- **Work required**:
Spot each line in the data below containing "tested" and copy it.

[Stored data]
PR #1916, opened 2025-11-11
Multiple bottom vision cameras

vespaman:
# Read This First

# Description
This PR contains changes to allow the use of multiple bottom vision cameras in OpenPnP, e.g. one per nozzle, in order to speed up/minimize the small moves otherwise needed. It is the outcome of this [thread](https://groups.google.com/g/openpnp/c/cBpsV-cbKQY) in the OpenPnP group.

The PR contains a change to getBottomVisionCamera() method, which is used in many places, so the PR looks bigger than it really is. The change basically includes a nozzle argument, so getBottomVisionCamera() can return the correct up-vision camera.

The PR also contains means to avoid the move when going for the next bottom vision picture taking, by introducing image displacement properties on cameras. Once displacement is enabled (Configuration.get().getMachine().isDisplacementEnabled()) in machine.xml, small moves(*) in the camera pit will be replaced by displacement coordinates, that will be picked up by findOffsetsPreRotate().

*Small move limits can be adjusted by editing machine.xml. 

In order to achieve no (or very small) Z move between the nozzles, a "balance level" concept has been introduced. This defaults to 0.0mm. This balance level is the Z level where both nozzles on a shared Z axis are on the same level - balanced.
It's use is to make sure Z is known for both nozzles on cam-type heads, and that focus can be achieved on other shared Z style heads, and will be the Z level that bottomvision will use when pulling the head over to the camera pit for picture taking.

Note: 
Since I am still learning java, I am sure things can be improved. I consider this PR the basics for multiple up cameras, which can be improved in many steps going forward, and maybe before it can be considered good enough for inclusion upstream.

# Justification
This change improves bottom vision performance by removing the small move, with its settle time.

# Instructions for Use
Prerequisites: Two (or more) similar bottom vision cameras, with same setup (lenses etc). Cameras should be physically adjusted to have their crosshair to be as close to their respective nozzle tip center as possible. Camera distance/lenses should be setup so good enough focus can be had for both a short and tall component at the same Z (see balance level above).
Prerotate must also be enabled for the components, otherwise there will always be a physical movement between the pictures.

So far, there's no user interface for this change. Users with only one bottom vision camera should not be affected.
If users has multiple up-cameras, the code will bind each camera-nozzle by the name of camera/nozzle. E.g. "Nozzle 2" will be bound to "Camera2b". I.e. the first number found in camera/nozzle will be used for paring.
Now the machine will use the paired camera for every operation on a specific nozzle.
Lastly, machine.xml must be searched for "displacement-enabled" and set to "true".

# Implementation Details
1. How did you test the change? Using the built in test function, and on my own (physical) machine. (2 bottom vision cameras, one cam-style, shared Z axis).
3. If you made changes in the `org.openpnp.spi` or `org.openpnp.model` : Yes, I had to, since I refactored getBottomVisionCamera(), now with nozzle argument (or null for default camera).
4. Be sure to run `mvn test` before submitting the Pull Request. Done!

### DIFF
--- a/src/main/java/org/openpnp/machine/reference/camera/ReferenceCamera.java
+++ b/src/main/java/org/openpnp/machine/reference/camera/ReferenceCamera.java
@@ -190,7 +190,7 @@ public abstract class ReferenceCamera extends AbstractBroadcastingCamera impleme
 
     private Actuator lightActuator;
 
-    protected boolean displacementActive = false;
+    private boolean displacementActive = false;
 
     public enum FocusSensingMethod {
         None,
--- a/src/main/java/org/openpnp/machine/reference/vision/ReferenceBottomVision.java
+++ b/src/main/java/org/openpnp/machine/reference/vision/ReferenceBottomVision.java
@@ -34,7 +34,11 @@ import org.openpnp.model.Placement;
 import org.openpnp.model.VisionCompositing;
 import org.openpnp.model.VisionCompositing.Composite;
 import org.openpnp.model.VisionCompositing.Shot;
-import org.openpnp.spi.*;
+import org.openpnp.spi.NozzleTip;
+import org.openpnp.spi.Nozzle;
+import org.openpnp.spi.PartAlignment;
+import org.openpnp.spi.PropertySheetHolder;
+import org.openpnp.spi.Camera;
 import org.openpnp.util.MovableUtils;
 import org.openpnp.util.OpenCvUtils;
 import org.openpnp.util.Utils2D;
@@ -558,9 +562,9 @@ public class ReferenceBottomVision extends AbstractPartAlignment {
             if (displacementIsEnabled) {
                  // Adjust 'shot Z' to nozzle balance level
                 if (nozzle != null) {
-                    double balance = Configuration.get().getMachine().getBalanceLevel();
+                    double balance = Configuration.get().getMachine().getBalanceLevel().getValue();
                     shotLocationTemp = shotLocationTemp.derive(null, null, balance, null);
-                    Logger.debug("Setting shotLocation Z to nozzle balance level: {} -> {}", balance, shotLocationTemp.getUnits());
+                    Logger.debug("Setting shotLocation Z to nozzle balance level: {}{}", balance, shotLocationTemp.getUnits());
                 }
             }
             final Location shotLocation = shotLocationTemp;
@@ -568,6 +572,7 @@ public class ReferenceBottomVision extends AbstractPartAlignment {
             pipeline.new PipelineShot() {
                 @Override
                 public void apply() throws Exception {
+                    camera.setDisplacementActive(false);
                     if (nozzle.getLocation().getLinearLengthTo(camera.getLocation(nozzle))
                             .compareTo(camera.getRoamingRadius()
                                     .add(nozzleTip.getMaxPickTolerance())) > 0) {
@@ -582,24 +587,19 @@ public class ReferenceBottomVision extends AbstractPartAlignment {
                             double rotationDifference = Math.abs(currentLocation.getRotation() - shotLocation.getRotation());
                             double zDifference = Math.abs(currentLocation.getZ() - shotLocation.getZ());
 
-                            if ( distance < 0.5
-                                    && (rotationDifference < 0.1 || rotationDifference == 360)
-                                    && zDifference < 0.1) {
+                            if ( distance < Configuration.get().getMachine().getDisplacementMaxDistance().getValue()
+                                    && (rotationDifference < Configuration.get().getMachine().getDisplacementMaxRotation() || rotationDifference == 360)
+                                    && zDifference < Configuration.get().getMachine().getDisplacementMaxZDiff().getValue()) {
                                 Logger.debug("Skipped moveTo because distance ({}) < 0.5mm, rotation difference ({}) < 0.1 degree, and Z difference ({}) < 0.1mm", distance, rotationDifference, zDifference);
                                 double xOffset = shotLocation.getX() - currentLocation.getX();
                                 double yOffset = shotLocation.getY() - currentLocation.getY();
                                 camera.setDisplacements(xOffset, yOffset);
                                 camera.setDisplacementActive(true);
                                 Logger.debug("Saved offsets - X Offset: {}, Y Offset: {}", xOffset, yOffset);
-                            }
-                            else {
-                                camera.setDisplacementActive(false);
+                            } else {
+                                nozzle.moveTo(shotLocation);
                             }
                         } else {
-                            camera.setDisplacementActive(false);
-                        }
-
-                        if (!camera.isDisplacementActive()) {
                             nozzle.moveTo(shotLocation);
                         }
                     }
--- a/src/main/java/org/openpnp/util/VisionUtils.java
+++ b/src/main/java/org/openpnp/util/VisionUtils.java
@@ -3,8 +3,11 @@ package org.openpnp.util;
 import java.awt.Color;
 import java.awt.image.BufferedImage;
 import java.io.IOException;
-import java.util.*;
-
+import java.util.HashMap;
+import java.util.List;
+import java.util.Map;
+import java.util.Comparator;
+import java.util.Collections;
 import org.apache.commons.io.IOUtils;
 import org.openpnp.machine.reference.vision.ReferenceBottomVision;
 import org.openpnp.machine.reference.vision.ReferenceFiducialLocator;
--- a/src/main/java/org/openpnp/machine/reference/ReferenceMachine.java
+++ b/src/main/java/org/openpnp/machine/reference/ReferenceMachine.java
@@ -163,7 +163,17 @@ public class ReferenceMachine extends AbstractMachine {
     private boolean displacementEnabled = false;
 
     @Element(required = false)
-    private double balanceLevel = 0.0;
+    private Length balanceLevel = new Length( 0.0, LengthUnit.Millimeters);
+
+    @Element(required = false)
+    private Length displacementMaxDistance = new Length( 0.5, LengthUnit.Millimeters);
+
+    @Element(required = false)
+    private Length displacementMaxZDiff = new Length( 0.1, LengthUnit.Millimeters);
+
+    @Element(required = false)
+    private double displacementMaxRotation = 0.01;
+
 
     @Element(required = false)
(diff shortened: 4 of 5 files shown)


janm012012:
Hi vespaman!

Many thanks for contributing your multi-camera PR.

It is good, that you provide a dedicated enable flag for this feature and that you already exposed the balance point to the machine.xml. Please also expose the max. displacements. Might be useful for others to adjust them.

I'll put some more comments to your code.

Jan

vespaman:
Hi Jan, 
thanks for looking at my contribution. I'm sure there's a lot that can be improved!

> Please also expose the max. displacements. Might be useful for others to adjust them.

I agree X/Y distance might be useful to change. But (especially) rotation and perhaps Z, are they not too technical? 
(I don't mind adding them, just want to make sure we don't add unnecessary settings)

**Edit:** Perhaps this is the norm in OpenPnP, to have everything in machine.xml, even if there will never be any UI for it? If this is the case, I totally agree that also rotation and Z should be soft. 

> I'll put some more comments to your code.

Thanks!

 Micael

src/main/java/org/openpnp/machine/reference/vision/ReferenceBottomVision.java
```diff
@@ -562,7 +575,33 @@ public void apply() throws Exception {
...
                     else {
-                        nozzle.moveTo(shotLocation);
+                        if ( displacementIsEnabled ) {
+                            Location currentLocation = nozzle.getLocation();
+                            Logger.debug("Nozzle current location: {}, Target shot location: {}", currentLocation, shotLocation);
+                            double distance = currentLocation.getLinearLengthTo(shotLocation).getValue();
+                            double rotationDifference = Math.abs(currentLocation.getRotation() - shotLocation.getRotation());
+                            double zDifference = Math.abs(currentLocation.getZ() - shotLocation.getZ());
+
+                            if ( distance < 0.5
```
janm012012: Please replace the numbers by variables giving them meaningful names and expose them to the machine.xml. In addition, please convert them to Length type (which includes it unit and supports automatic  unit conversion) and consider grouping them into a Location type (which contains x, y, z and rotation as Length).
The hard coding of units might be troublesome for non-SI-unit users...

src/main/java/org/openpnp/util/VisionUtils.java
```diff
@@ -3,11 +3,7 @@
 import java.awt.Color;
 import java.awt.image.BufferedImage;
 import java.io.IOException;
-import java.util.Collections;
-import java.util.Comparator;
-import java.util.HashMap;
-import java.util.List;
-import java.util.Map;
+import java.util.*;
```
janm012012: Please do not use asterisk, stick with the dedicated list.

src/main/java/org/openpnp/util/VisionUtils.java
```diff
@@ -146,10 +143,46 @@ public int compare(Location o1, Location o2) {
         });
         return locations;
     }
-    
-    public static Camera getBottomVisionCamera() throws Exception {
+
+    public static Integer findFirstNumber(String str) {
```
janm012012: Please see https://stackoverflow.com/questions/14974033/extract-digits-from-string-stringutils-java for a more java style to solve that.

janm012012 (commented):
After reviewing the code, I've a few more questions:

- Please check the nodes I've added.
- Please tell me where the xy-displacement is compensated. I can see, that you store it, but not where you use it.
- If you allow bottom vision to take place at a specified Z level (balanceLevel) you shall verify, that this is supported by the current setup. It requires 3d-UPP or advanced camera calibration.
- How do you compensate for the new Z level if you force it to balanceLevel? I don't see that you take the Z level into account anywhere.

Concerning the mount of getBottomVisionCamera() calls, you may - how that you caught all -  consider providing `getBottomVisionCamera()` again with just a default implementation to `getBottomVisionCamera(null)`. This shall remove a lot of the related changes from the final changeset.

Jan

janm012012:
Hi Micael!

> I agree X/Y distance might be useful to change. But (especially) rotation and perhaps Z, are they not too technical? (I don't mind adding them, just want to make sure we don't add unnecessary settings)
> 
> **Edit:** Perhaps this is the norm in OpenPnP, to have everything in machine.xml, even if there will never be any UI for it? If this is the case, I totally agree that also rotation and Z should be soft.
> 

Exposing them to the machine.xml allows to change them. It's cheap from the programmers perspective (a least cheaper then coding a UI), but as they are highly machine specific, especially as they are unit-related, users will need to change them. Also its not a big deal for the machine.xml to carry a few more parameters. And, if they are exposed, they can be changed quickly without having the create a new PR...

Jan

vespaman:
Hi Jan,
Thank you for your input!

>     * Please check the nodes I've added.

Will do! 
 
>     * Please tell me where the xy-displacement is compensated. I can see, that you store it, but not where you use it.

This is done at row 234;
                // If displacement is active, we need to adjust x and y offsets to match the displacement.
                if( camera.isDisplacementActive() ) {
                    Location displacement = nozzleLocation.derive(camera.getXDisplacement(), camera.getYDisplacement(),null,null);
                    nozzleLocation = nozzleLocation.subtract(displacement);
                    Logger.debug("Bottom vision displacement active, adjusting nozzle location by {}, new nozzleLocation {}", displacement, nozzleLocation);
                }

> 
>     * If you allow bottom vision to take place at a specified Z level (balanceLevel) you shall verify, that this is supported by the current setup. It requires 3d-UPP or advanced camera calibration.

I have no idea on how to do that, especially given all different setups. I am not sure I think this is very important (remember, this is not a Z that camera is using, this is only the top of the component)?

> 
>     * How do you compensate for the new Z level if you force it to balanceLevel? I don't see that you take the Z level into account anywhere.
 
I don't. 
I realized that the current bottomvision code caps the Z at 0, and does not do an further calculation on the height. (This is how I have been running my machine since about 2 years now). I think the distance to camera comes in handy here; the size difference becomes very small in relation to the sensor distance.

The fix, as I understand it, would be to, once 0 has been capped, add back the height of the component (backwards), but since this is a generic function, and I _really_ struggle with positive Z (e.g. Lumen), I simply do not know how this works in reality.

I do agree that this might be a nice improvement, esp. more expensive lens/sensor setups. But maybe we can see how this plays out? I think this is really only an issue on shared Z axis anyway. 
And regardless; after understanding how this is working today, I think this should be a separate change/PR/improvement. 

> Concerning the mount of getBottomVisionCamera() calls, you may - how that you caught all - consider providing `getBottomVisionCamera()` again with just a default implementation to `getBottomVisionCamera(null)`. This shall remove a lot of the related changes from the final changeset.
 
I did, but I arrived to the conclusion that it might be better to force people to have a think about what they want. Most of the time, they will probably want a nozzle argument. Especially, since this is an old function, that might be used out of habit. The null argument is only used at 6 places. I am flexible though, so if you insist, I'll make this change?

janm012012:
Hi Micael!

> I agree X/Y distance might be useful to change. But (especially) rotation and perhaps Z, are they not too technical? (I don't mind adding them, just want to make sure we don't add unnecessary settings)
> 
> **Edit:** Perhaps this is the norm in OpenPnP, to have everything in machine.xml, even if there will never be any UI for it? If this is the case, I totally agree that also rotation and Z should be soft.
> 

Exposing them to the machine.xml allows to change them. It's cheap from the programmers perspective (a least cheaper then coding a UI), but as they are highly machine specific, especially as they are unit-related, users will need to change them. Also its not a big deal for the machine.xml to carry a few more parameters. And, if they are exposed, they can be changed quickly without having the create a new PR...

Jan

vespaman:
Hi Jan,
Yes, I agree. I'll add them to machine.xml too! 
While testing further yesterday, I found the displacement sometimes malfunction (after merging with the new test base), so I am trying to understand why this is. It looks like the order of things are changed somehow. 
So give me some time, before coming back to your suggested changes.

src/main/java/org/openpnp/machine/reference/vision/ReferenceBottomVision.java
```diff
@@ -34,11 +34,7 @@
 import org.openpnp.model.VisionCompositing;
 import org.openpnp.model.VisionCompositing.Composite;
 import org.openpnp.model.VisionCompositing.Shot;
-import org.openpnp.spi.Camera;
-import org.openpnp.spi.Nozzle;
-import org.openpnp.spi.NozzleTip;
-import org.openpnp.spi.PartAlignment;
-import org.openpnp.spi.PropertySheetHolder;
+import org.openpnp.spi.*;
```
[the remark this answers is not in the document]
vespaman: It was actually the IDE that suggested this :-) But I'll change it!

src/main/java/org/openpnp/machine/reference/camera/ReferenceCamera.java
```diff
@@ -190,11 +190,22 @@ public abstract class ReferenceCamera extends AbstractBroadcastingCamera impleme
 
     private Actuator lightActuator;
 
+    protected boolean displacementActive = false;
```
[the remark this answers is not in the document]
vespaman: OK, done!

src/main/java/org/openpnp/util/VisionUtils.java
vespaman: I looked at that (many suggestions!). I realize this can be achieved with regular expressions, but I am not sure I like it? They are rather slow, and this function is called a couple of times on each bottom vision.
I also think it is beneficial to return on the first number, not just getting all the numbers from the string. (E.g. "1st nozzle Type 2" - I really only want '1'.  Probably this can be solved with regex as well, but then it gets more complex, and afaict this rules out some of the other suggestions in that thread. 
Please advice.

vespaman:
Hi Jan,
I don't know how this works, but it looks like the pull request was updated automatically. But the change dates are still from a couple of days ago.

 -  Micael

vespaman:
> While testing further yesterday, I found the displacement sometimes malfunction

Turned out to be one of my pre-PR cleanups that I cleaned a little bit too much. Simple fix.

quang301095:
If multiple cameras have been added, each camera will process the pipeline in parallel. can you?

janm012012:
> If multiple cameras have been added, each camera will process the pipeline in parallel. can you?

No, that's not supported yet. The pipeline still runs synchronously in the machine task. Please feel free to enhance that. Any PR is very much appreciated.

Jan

---

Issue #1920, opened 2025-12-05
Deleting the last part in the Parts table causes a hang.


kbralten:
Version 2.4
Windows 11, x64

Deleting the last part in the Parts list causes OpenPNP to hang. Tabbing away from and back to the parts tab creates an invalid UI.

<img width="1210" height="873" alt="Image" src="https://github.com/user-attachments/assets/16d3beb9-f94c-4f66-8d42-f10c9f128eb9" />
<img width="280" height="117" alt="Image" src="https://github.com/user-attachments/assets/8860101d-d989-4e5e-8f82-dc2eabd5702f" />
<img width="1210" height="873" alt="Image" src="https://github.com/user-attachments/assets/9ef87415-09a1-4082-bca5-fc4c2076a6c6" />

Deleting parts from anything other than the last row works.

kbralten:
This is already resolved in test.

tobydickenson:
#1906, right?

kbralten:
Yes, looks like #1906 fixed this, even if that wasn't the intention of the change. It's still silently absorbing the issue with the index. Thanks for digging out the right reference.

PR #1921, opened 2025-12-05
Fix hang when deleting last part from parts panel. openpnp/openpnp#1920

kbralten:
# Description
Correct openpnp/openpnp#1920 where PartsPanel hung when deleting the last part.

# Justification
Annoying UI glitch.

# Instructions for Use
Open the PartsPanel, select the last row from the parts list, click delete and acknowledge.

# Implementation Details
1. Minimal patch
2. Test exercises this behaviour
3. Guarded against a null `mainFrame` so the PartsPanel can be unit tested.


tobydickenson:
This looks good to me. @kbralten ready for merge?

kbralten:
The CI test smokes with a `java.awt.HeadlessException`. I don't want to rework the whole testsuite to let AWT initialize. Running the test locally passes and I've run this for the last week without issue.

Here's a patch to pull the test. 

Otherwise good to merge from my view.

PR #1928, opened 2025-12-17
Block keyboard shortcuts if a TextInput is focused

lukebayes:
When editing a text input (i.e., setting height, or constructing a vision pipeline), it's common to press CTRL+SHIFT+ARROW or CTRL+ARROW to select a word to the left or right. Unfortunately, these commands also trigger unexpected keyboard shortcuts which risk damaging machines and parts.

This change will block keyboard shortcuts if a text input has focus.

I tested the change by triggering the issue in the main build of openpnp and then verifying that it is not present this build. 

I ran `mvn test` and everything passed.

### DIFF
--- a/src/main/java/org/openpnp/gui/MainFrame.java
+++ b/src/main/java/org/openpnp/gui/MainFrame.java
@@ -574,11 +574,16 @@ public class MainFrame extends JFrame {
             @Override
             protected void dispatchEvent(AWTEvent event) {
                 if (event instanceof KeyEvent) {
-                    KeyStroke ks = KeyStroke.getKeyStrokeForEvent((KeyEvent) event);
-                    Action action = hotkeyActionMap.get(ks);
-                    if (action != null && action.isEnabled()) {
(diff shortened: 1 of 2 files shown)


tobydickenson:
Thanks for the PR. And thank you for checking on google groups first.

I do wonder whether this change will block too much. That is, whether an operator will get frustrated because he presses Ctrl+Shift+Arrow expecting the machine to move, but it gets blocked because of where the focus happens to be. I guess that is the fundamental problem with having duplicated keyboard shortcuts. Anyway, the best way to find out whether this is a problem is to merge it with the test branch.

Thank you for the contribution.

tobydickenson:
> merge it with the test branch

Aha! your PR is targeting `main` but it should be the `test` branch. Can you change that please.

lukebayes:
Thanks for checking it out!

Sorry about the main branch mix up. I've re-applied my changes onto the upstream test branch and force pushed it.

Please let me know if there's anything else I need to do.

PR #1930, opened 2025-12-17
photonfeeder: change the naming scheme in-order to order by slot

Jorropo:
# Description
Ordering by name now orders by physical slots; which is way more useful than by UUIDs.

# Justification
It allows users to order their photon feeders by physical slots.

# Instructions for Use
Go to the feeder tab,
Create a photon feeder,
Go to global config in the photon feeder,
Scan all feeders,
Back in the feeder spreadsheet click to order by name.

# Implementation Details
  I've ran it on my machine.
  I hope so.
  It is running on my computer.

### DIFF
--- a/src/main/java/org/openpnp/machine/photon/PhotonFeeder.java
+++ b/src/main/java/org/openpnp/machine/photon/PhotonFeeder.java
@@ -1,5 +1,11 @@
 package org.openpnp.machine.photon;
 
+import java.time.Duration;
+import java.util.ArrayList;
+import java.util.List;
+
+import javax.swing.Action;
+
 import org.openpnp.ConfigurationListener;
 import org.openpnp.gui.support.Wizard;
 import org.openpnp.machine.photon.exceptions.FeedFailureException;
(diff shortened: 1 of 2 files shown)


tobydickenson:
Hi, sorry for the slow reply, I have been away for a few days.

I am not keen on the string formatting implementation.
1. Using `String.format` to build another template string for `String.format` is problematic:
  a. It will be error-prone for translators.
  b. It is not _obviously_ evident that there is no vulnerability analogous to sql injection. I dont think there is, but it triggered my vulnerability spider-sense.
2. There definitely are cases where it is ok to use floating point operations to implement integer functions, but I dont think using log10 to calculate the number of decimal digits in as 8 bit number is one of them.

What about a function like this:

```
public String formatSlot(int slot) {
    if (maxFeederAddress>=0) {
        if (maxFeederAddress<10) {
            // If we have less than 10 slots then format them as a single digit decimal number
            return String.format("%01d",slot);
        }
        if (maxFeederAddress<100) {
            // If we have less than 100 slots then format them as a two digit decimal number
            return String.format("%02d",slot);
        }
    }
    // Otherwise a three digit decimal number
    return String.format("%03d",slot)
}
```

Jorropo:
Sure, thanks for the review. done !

- **Finished task**:
3. Guarded against a null `mainFrame` so the PartsPanel can be unit tested.
I tested the change by triggering the issue in the main build of openpnp and then verifying that it is not present this build. 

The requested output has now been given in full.